- **WORK TO BE COMPLETED**
Pull every line containing "client" out of the listing below.

- **SOURCE DATA**
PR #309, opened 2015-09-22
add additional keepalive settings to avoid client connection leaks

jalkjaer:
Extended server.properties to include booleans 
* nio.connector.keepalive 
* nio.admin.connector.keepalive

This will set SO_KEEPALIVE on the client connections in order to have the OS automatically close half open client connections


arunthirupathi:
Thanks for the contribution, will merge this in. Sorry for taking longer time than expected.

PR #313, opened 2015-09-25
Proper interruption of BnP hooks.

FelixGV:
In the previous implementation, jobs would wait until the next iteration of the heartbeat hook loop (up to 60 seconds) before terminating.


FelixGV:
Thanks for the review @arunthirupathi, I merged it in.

- **OUTPUT**
add additional keepalive settings to avoid client connection leaks
This will set SO_KEEPALIVE on the client connections in order to have the OS automatically close half open client connections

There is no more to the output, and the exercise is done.